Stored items
%%

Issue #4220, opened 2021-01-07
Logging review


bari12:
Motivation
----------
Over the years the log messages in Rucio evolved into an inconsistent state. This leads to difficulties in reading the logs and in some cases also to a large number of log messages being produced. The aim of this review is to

%%

== YOUR OBJECTIVE ==
A word-for-word copy of all the entries is required.

== RESULT OF THIS TASK ==
Issue #4220, opened 2021-01-07
Logging review


bari12:
Motivation
----------
Over the years the log messages in Rucio evolved into an inconsistent state. This leads to difficulties in reading the logs and in some cases also to a large number of log messages being produced. The aim of this review is to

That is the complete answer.